## EXERCISE DESCRIPTION:
Each of the entries should be output exactly, with nothing left out.

(Stored data)
□ □ □

PR #395, opened 2016-03-21
Fix bad reuse-discussion route name

noirbizarre:
This PR fix wrong and duplicate route name for `reuse-discussion` in admin


davidbgk:
r+

PR #1007, opened 2017-07-03
Fix avatar placeholders

### LINKED ISSUE #1006: Avatar placeholders not displayed
The avatar placeholders are not being displayed at various locations:
- [ ] header bar on front default theme for a user
- [ ] profile view in admin for a user
- [ ] profile view in admin for an organization

abulte:
Fix #1006

### DIFF
--- a/udata/frontend/helpers.py
+++ b/udata/frontend/helpers.py
@@ -131,26 +131,24 @@ def obfuscate(email):
 
 
 @front.app_template_filter()
-@front.app_template_global()
-def avatar_url(obj, size):
+@contextfilter
+def avatar_url(ctx, obj, size):
     if hasattr(obj, 'avatar') and obj.avatar:
         return obj.avatar(size)
     elif hasattr(obj, 'logo') and obj.logo:
         return obj.logo(size)
     else:
-        return placeholder(None, 'user')
+        return placeholder(ctx, None, name='user')
 
 
-@front.app_template_global()
-@front.app_template_filter()
-def owner_avatar_url(obj, size=32):
+def owner_avatar_url(ctx, obj, size=32):
     if hasattr(obj, 'organization') and obj.organization:
         return (obj.organization.logo(size)
                 if obj.organization.logo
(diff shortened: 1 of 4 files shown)


udata/frontend/helpers.py
```diff
@@ -132,25 +132,27 @@ def obfuscate(email):
 
 @front.app_template_filter()
 @front.app_template_global()
-def avatar_url(obj, size):
+@contextfilter
```
noirbizarre: I think we need to split in two in order to be able to use `@contextfilter` and `@contextfunction`, unless:
- both decorators works on a same function
- we try to stick to the global method or the filter everywhere

abulte: You mean create two distinct filters? Like a new `avatar_url_context`?

abulte:
Actually `owner_avatar_url` is not called as a filter anywhere, we might turn it into a function.

noirbizarre:
Yes, I just wanted to point the issue with the build: a context is required for placeholder (to access the current theme) and jinja expose 2 ways to pass the context:
- a `@contextfilter` decorator for filters which only pass context when used as a filter
- a `@contextfunction` decorator for function which only pass context when used as a function

Yes, we agree this needs a signature change, but the tricky part is not the signature change but how to feed the first context parameter.

*Ideal case 1*: we use these functions as both template filters and global functions but hopefully having both `@contextfilter` and `@contextfunction` on a same function is working in both case.
*Case 2*: we only use these functions as filters => we remove the `@front.app_template_global()` and keep the `@contextfilter` and the `@front.app_template_filter()`.
*Case 3*: we only use these functions as global functions => we remove the `@front.app_template_filter()` and keep the `@contextfunction` and the `@front.app_template_global()`.
*Worst case 4*: we use these functions as both template filters and global functions but having both `@contextfilter` and `@contextfunction` on a same function is not working => we either need to split these function in 2 separates ones or ensure we are only using template function or filter, not both.

abulte:
@noirbizarre it looks like case 2!

PR #1019, opened 2017-07-10
fix(search): populate Search field with user provided value

### LINKED ISSUE #1016: Homepage Search input is cleared out when user has already started typing something
## Detailed Description

While the homepage is still loading but well displayed, I start to type a search query. If the page load finishes in the meantime, it will discard anything the user would have typed in the meantime.

Behaviour is illustrated by the video below.

bug gif

## Context

When I type a query in the search field , I want to lose the content of the input field and be able to start a search when I am done, whatever the state of the component is.

## Possible Implementation

Not sure — make sure upgrading the Vue component does not affect the user experience.

## Your Environment

* Browser Name and version: Chrome evergreen
* Operating System and version (desktop or mobile): macOS 10.something

oncletom:
This pull request populates the _query_ field when the Vue component is initialised.

# The Good

It works.

# The Bad

I have not found any particular documentation for `$options.el` so it might break when upgrading Vue.js.

There are probably better ways to do:

- passing a `value="..."` property to the search field as a prop (could not figure out how to pass the paramter to the search macro)
- maybe a more official way to bind to the original input#search field

# The Ugly

The Vue component relies on the DOM of the original so it can break just by changing the HTML template.

# What's next?

Once this issue is fixed, I would like to remove the code duplication between the HTML view and the Vue component. Either by extending the form and providing only the autocomplete feature.

fix #1016

### DIFF
--- a/js/components/site-search.vue
+++ b/js/components/site-search.vue
@@ -63,11 +63,18 @@ export default {
         size: String,
         territoryId: String,
     },
+    created() {
+        const {query} = this.$location;
+
+        const originalField = this.$options.el.querySelector('#search');
+        const queryStringValue = decodeURIComponent(query.q.replace('+', ' '));
+
+        this.query = originalField.value || queryStringValue || '';
+    },
     data() {
-        const query = this.$location.query.q || '';
         return {
             current: -1,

□ □ □

## TASK RESULT:
PR #395, opened 2016-03-21
Fix bad reuse-discussion route name

noirbizarre:
This PR fix wrong and duplicate route name for `reuse-discussion` in admin


davidbgk:
r+

PR #1007, opened 2017-07-03
Fix avatar placeholders

### LINKED ISSUE #1006: Avatar placeholders not displayed
The avatar placeholders are not being displayed at various locations:
- [ ] header bar on front default theme for a user
- [ ] profile view in admin for a user
- [ ] profile view in admin for an organization

abulte:
Fix #1006

### DIFF
--- a/udata/frontend/helpers.py
+++ b/udata/frontend/helpers.py
@@ -131,26 +131,24 @@ def obfuscate(email):
 
 
 @front.app_template_filter()
-@front.app_template_global()
-def avatar_url(obj, size):
+@contextfilter
+def avatar_url(ctx, obj, size):
     if hasattr(obj, 'avatar') and obj.avatar:
         return obj.avatar(size)
     elif hasattr(obj, 'logo') and obj.logo:
         return obj.logo(size)
     else:
-        return placeholder(None, 'user')
+        return placeholder(ctx, None, name='user')
 
 
-@front.app_template_global()
-@front.app_template_filter()
-def owner_avatar_url(obj, size=32):
+def owner_avatar_url(ctx, obj, size=32):
     if hasattr(obj, 'organization') and obj.organization:
         return (obj.organization.logo(size)
                 if obj.organization.logo
(diff shortened: 1 of 4 files shown)


udata/frontend/helpers.py
```diff
@@ -132,25 +132,27 @@ def obfuscate(email):
 
 @front.app_template_filter()
 @front.app_template_global()
-def avatar_url(obj, size):
+@contextfilter
```
noirbizarre: I think we need to split in two in order to be able to use `@contextfilter` and `@contextfunction`, unless:
- both decorators works on a same function
- we try to stick to the global method or the filter everywhere

abulte: You mean create two distinct filters? Like a new `avatar_url_context`?

abulte:
Actually `owner_avatar_url` is not called as a filter anywhere, we might turn it into a function.

noirbizarre:
Yes, I just wanted to point the issue with the build: a context is required for placeholder (to access the current theme) and jinja expose 2 ways to pass the context:
- a `@contextfilter` decorator for filters which only pass context when used as a filter
- a `@contextfunction` decorator for function which only pass context when used as a function

Yes, we agree this needs a signature change, but the tricky part is not the signature change but how to feed the first context parameter.

*Ideal case 1*: we use these functions as both template filters and global functions but hopefully having both `@contextfilter` and `@contextfunction` on a same function is working in both case.
*Case 2*: we only use these functions as filters => we remove the `@front.app_template_global()` and keep the `@contextfilter` and the `@front.app_template_filter()`.
*Case 3*: we only use these functions as global functions => we remove the `@front.app_template_filter()` and keep the `@contextfunction` and the `@front.app_template_global()`.
*Worst case 4*: we use these functions as both template filters and global functions but having both `@contextfilter` and `@contextfunction` on a same function is not working => we either need to split these function in 2 separates ones or ensure we are only using template function or filter, not both.

abulte:
@noirbizarre it looks like case 2!

PR #1019, opened 2017-07-10
fix(search): populate Search field with user provided value

### LINKED ISSUE #1016: Homepage Search input is cleared out when user has already started typing something
## Detailed Description

While the homepage is still loading but well displayed, I start to type a search query. If the page load finishes in the meantime, it will discard anything the user would have typed in the meantime.

Behaviour is illustrated by the video below.

bug gif

## Context

When I type a query in the search field , I want to lose the content of the input field and be able to start a search when I am done, whatever the state of the component is.

## Possible Implementation

Not sure — make sure upgrading the Vue component does not affect the user experience.

## Your Environment

* Browser Name and version: Chrome evergreen
* Operating System and version (desktop or mobile): macOS 10.something

oncletom:
This pull request populates the _query_ field when the Vue component is initialised.

# The Good

It works.

# The Bad

I have not found any particular documentation for `$options.el` so it might break when upgrading Vue.js.

There are probably better ways to do:

- passing a `value="..."` property to the search field as a prop (could not figure out how to pass the paramter to the search macro)
- maybe a more official way to bind to the original input#search field

# The Ugly

The Vue component relies on the DOM of the original so it can break just by changing the HTML template.

# What's next?

Once this issue is fixed, I would like to remove the code duplication between the HTML view and the Vue component. Either by extending the form and providing only the autocomplete feature.

fix #1016

### DIFF
--- a/js/components/site-search.vue
+++ b/js/components/site-search.vue
@@ -63,11 +63,18 @@ export default {
         size: String,
         territoryId: String,
     },
+    created() {
+        const {query} = this.$location;
+
+        const originalField = this.$options.el.querySelector('#search');
+        const queryStringValue = decodeURIComponent(query.q.replace('+', ' '));
+
+        this.query = originalField.value || queryStringValue || '';
+    },
     data() {
-        const query = this.$location.query.q || '';
         return {
             current: -1,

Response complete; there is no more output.